BEGIN

PR #1920, opened 2023-02-19
Prevent double-enumeration under WSL2

henrygab:
This makes enumeration under WSL2 work correctly.

I leaves in the workaround someone added (which does not affect all systems?).
At the same time, it explicitly avoids double-enumeration when the exact same device name is found.

### DIFF
--- a/pm3
+++ b/pm3
@@ -68,11 +68,12 @@ function get_pm3_list_Linux {
             fi
         fi
         # WSL2 with usbipd detection - doesn't report same things as WSL1
-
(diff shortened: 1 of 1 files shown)


iceman1001:
you should leave the `-qi` parameter in.    Since yours vs mine setup has different case.

henrygab:
> you should leave the `-qi` parameter in. Since yours vs mine setup has different case.

OK.  This now checks using case-insensitive matching.  This script works for WSL2.  What's currently checked in does not.

iceman1001:
Awesome!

END

**What is being asked:**
Every one of the records is to be copied word for word.

**Response:**
PR #1920, opened 2023-02-19
Prevent double-enumeration under WSL2

henrygab:
This makes enumeration under WSL2 work correctly.

I leaves in the workaround someone added (which does not affect all systems?).
At the same time, it explicitly avoids double-enumeration when the exact same device name is found.

### DIFF
--- a/pm3
+++ b/pm3
@@ -68,11 +68,12 @@ function get_pm3_list_Linux {
             fi
         fi
         # WSL2 with usbipd detection - doesn't report same things as WSL1
-
(diff shortened: 1 of 1 files shown)


iceman1001:
you should leave the `-qi` parameter in.    Since yours vs mine setup has different case.

henrygab:
> you should leave the `-qi` parameter in. Since yours vs mine setup has different case.

OK.  This now checks using case-insensitive matching.  This script works for WSL2.  What's currently checked in does not.

iceman1001:
Awesome!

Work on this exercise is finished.